Der bereits riesige Flughafen von Dubai soll mit einem Budget von 32 Milliarden Franken um einen neuen Passagierterminal erweitert werden, um nach dessen Fertigstellung jährlich 260 Millionen Passagiere abfertigen zu können.
Wer wagt es vor diesen Hintergründen noch zu einer Reduktion des Flugverkehrs aufzurufen?
Angesichts der real existierenden Verhältnisse eine zum Scheitern verurteilte Einsicht und Forderung. Solange Ex-Bundesräte sorglos mit ihrem Privatflugzeug herumkurven, Magistrat:innen und Parlamentarier:innen mit dem Bundesratsjet nach Rom jetten oder zum Auskurieren ihrer Burnouts nach Asien fliegen, wird sich diesbezüglich kaum etwas ändern.

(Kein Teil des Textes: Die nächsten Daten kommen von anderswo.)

Issue #4510, opened 2018-03-06
Extract AutoSearchInput component


kumar303:
We have an input field that autosuggests search results when you type in it. I need to use this for putting add-ons in a collection (https://github.com/mozilla/addons-frontend/issues/4004) so I will extract it into a shared component.

For QA: Please test for regressions in all features related to the search bar in the header.

ioanarusiczki:
I tested the search feature using the test cases from[ here](https://testrail.stage.mozaws.net/index.php?/suites/view/97&group_by=cases:section_id&group_order=asc) with FF58 (Win10 and Android 8.0)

Da stellt man sich zurecht die Frage: Warum sollen wir nicht dürfen, was die machen? Schliesslich sind sie ja unsere Vorbilder, oder etwa nicht? — Und wenn das EDA mit dem neuen Pass gleich noch eine quasi-Aufforderung zu Flugreisen verschickt…
Trotzdem oder gerade deswegen heisst es: Entgegenhalten, am Boden bleiben. Wer nämlich erst einmal das Reisen zu Fuss, mit dem Velo oder ÖV entdeckt hat weiss: Damit lässt sich wunderbar die Welt entdecken!